Kasia: Te, które tobie odpowiadają. Jeśliby ktoś ci powiedział: „Zrób inaczej, niż robisz zawsze” – wcale nie będzie to dla ciebie dobre. Nie można powiedzieć człowiekowi, który jest bojaźliwy: „Przestań się bać”, bo on się właśnie boi. Albo temu, który nie jest empatyczny: „Wczuj się w ich sytuację”. Zmieniają nas doświadczenia, przeżyte głęboko i mocno, jeśli współpracujemy z tą rewolucją, z tym tektonicznym poruszaniem się w nas przekonań i postaw. Są tacy, którzy mają poczucie, że trzeba wyciągnąć pieniądze z banku, nakupić cukru i zbudować sobie ziemiankę. Po czym gruchnie w tę ziemiankę pocisk... Nie wiadomo, co będzie dla nas dobre.
To, co jest najważniejsze, to jakiś rodzaj solidarności z ludźmi z najbliższego otoczenia, z miejscem, w którym żyjemy.

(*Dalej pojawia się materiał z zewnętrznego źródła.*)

PR #2282, opened 2026-01-24
feat: add tag labels support to Content Loop block

jason10lee:
### All Submissions:

* [x] Have you followed the [Newspack Contributing guideline](https://github.com/Automattic/newspack-plugin/blob/trunk/.github/CONTRIBUTING.md)?

This PR is one of a set that adds the ability to display selected tags as labels.  Changes live in the `feat/tag-labels` topic branch on the *newspack-blocks*, *newspack-plugin*, and *newspack-theme* projects.

See also:  https://github.com/Automattic/newspack-theme/pull/2613
See also:  https://github.com/Automattic/newspack-plugin/pull/4381

Labels will appear above the headline, after any category or sponsorship labels.

By default, the text of the tag label will be the same as the tag name.  Optionally, the label text can be customized (e.g., to something shorter and more suitable for use as a label).  Additionally, the label color can be customized in the Newspack Theme customizer.

Addresses [NPPD-383: "Breaking News" or "Developing" Label](https://linear.app/a8c/issue/NPPD-383/breaking-news-or-developing-label).

#### Basic operation:

1. Pull [this topic branch](https://github.com/Automattic/newspack-blocks/tree/feat/tag-labels), [the newspack-plugin topic branch](https://github.com/Automattic/newspack-plugin/tree/feat/tag-labels), and [the corresponding newspack-theme topic branch](https://github.com/Automattic/newspack-theme/tree/feat/tag-labels).
2. Create a post tag.  Confirm that you see a 'Display as label' checkbox.
5. Check the 'Display as label' checkbox.  Confirm the 'Label text' field is now visible.
6. Save the tag.
7. Tag a post with your new tag.  This post should be one that shows up in a Content Loop block.
8. Confirm the post now shows a label with the tag name on it in the Content Loop block.
9. Edit the post tag again.  Uncheck the 'Display as label' checkbox.  Confirm the 'Label text' field is disabled and save.
10. Confirm the label is no longer shown on the post.

#### Multiple labels:
1. Enable tag labels on your test tag, as above.
2. Tag your test post with another tag that doesn't have labels enabled.  Confirm only the test tag with labels enabled displays a label on the post.
3. Enable labels on your second test tag.  Confirm it also shows up on the post.

#### Custom label text (flag):
1. Edit one of your test post tags.  Check the 'Display as label' field to enable the 'Label text' field.
2. Add text of your choice (something different from the tag name!) to the 'Label text' field and save.
3. Confirm the test post shows a label with your custom text in all contexts.
4. Edit the post tag and verify your custom text is still shown in the 'Label text' field.
5. Clear the 'Label text' field.  Confirm the original tag name is again shown as a placeholder and save.
6. Confirm the test post shows a label with the original tag name.
7. Edit the post tag, uncheck the 'Display as label' field and save.  Confirm the label's no longer shown.
8. Edit the post tag and add custom text to the 'Label text' field again.  Save.  (Optionally:  check your custom text still shows up!)
9. Edit the post tag and uncheck the 'Display as label' field.  Confirm no label is shown on the test post.

#### Custom label color:
1. Add a tag with labels enabled to a test post.  
2. Ensure you're using a Newspack theme, and open the theme customizer (**Appearance** > **Customize**).
3. Select **Tag Labels** from the menu.
4. Click on 'Select color' to select a color for the label.  If a post tagged with that label is visible in the preview pane on the right, you should see it change!  The text color may change as well to better contrast with the new label color.
5. Hit the 'Publish' button at the top and check your test post.  It should show the new color scheme.

### Other information:


adekbadek (commented):
_(Superseded by the inline review below.)_

src/blocks/homepage-articles/edit.tsx
```diff
@@ -112,6 +112,21 @@ class Edit extends Component< HomepageArticlesProps > {
...
+					) }{ ' ' }
+					{ post.newspack_tag_labels && (
+						<div className="cat-links tag-labels">
+							{ post.newspack_tag_labels.map( ( newspack_tag_label, index ) => {
+								return newspack_tag_label.link ? (
+									<a key={ index } href={ newspack_tag_label.link } className="tag-label flag">
+										{ newspack_tag_label.flag }
+									</a>
+								) : (
+									<span key={ index } className="flag">
```
adekbadek: The `<span>` fallback is missing the `tag-label` class. The `<a>` variant on line 120 correctly has `className="tag-label flag"`, and the PHP `generate_tag_labels()` applies both classes to both elements.

```suggestion
									<span key={ index } className="tag-label flag">
```

Also: `newspack_tag_labels` should be added to the post type definition in `src/types/index.d.ts` (around line 88, next to `newspack_post_sponsors`):
```ts
newspack_tag_labels?: { flag: string; link: string }[] | false;
```

includes/class-newspack-blocks-api.php
```diff
@@ -157,6 +157,31 @@ public static function newspack_blocks_sponsor_info( $object_info ) {
...
+		);
+		if ( ! empty( $tag_labels ) ) {
+			$tag_labels_info = [];
+			foreach ( $tag_labels as $tag_label ) {
+				$tag_label_info_item = [
+					'flag' => $tag_label['flag'],
+					'link' => $tag_label['link'],
+				];
+				$tag_labels_info[] = $tag_label_info_item;
+			}
```
adekbadek: Nit: this loop extracts `flag` and `link`, but `get_labels_for_post()` already returns exactly those fields. Could simplify:

```php
public static function newspack_blocks_get_tag_labels( $object_info ) {
    $tag_labels = Newspack_Blocks::get_tag_labels( $object_info['id'] );
    return ! empty( $tag_labels ) ? array_values( $tag_labels ) : false;
}
```

(`array_values` because `array_filter` in `get_labels_for_post` can leave gaps in keys.)

includes/class-newspack-blocks.php
```diff
@@ -1089,6 +1089,66 @@ public static function newspack_display_sponsors_and_categories( $sponsors ) {
...
+	 * Generates HTML for given tag labels.
+	 *
+	 * @param array $labels Labels to display.
+	 * @param bool  $links  Whether to include links to tag archives.
+	 * @param array $outer_classes Classes to apply to the outer container.
+	 * @param array $inner_classes Classes to apply to the inner container.
+	 *
+	 * @return string       Tag labels as HTML.
+	 */
+	public static function generate_tag_labels( $labels = null, $links = true, $outer_classes = array( 'tag-labels' ), $inner_classes = array( 'tag-label', 'flag' ) ) {
```
adekbadek: This method duplicates `\Newspack\Tag_Labels::generate_html()` from newspack-plugin (the only difference is hardcoded `<div>` vs configurable `$outer_element`). Since `get_tag_labels()` already gates on the plugin being present, and `display_tag_labels` is only called when labels are non-empty, you could delegate directly:

```php
public static function display_tag_labels( $labels = null, $links = true ) {
    if ( empty( $labels ) || ! class_exists( '\Newspack\Tag_Labels' ) ) {
        return;
    }
    \Newspack\Tag_Labels::display( $labels, $links, 'div' );
}
```

That would drop `generate_tag_labels` entirely. Not blocking, but reduces maintenance surface from 3 copies of the same HTML builder to 1.

adekbadek (commented):
Feature works well. A few inline notes, plus one scope suggestion: the **Carousel block** shares the same REST API data as Homepage Articles but does not render tag labels yet -- worth considering as a follow-up so the label experience is consistent across both content blocks.

rbcorrales:
Swapping the labels since this seems to need some additional work.

includes/class-newspack-blocks.php
jason10lee: Agreed per discussion on `newspack-plugin` [#4381](https://github.com/Automattic/newspack-plugin/pull/4381) and addressed  in [c9f3d7](https://github.com/Automattic/newspack-blocks/pull/2282/commits/9c9f3d7e8c23e53cc2b0413d77b1aed8632a740d).

src/blocks/homepage-articles/edit.tsx
jason10lee: Agreed and addressed in [0a96747](https://github.com/Automattic/newspack-blocks/pull/2282/commits/0a967470696e25414b3edabc7e4aa547347ee9c6).

includes/class-newspack-blocks-api.php
jason10lee: Good call; now that these are standardized, there's no need to open up the internals.  Using the structure directly in [0a96747](https://github.com/Automattic/newspack-blocks/pull/2282/commits/0a967470696e25414b3edabc7e4aa547347ee9c6).

includes/class-newspack-blocks.php
dkoo: Nit: Is `Newspack_Blocks::generate_tag_labels` called anywhere? I'm not seeing any callers in any of the repos anymore—I just see `Newspack\Tag_Labels::generate_html` throughout.

dkoo (changes requested):
Echoing @adekbadek's comment that handling for tag labels is missing from the Carousel block. Aside from that, all is working as described.

dkoo (approved):

dkoo (dismissed):
Whoops, hit the "Approved" button too eagerly. Latest changes for the "Show tag labels" attribute look good, but still need to add support for the Post Carousel block (or follow up in a separate PR).

jason10lee:
Thanks, @dkoo!  We'll tackle the Carousel in a separate PR to avoid scope creep.

src/blocks/homepage-articles/block.json
```diff
@@ -84,6 +84,10 @@
 			"type": "boolean",
 			"default": false
 		},
+		"showTagLabels": {
```
wil-gerken, line 87: One thing worth a deliberate decision: `showTagLabels` defaults to `true`, while the other display toggles here (`showCategory`, `showSubtitle`) default to `false`. So labels turn on for every existing Homepage Posts block as soon as a tag is flagged, rather than being opt-in per block. That may be exactly what you want for this feature — flagging it so it's a deliberate choice rather than an inherited default. Happy either way; leaving it to you. _(Non-blocking.)_

includes/class-newspack-blocks.php
```diff
@@ -1096,6 +1096,53 @@ public static function newspack_display_sponsors_and_categories( $sponsors ) {
...
```
wil-gerken: `get_tag_labels()` and `display_tag_labels()` are both in use, but `generate_tag_labels()` doesn't seem to be called anywhere in newspack-blocks. If you meant it as public API for the theme, makes sense to keep — `newspack-theme` already has its own `newspack_generate_tag_labels()` wrapper. If nothing calls it, I'd consider dropping it to keep the public surface tidy. _(Non-blocking.)_

includes/class-newspack-blocks-api.php
```diff
@@ -269,6 +280,7 @@ public static function posts_endpoint( $request ) {
 				'newspack_post_sponsors'            => self::newspack_blocks_sponsor_info( $data ),
 				'newspack_sponsors_show_author'     => Newspack_Blocks::newspack_display_sponsors_and_authors( $sponsors ),
 				'newspack_sponsors_show_categories' => Newspack_Blocks::newspack_display_sponsors_and_categories( $sponsors ),
+				'newspack_tag_labels'               => self::newspack_blocks_get_tag_labels( $data ),
```
wil-gerken, line 283: One small coverage gap: this adds a REST key (`newspack_tag_labels`), a template branch, and three public methods without tests. A small test in `tests/test-homepage-posts-block.php` asserting the `{ flag, link }` shape would lock in the contract — the PHP side passes through whatever `\Newspack\Tag_Labels::get_labels_for_post()` returns without validating it, and the three repos have to agree on that shape. Not blocking — a useful safety net for a cross-repo feature. _(Non-blocking.)_

wil-gerken (approved):
Tested the feature end-to-end in an isolated env with the `feat/tag-labels` branches for the plugin, blocks, and theme, plus seeded tags. Everything I checked works great: per-tag enable, custom vs. default label text, control tags correctly left off, the editor/REST data path, front-end rendering, the block toggle, and the customizer color with auto-contrast (light backgrounds get dark text, dark backgrounds get light text). The defensive `class_exists()` / `method_exists()` guards are spot-on, so this is safe to land ahead of the plugin and theme PRs — it renders nothing until they do. Nice work.

A few non-blocking notes below — none need to hold the merge; the first is a product call that's entirely yours to make.

src/blocks/homepage-articles/block.json
jason10lee: This is a deliberate choice: since this ships without automatically flagging any tags as labels, label display is gated on both this and the publisher intentionally enabling labels per tag.  Defaulting to `true` lets publishers see their flags immediately and on all surfaces where they're supported without having to hunt down the separate blocks and enable each one too.

includes/class-newspack-blocks.php
jason10lee: Dropped `generate_tag_labels()` as we've done in the other PRs for this feature.  Addressed in [1319aa9](https://github.com/Automattic/newspack-blocks/pull/2282/commits/1319aa93a08726e7c1744315445f1c30bf00283c).

includes/class-newspack-blocks-api.php
jason10lee: New tests in [7b1dd8f](https://github.com/Automattic/newspack-blocks/pull/2282/commits/7b1dd8fcc6c5e6f1f6f0c572cc4e37387a6c7224).

src/blocks/homepage-articles/templates/article.php
```diff
@@ -17,6 +17,9 @@ function( $data ) {
 		// Get sponsors for this post.
 		$sponsors = Newspack_Blocks::get_all_sponsors( $post_id );
 
+		// Get tag labels for this post.
+		$tag_labels = Newspack_Blocks::get_tag_labels( $post_id );
+
```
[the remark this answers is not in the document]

To pomaganie tym, którzy tej pomocy potrzebują. Rodzaj pokory na zasadzie „będzie co będzie, ale póki co, robię swoje”. Im dłużej pracuję z ludźmi i widzę, jak są do siebie podobni, a jednocześnie zupełnie różni, tym mniejszą mam ochotę mówić, jakie są dobre rozwiązania. Zresztą, dopóki człowiek sam w sobie nie poczuje oparcia, nic mu moje dobre rady nie dadzą. Więc dziś mam w sobie jedno wielkie NIE WIEM.
Joasia: „Nie wiem” jest OK.
Kasia: Fajnie, że tak myślisz, bo ja i tego nie jestem całkiem pewna. Ale to „nie wiem”, jest przynajmniej nienerwowe, nierozpaczliwe, niezrezygnowane.
Joasia: W jednym z filmów na Netflixie Monachium. W obliczu wojny, opowiadającym o porozumieniu monachijskim z Hitlerem, które jednak nie zapobiegło drugiej wojnie światowej, pada zdanie, że najgorsza jest nadzieja, bo ludzie, którzy mają nadzieję, nic nie robią, tylko czekają, aż inni zrobią coś za nich.
Kasia: Myślę, że jest w tym kawałek czegoś bardzo słusznego, ale można też powiedzieć zupełnie odwrotne zdanie: że tym, co mają nadzieję, jeszcze się coś chce. Więc z tym zdaniem się i godzę, i się z nim nie godzę.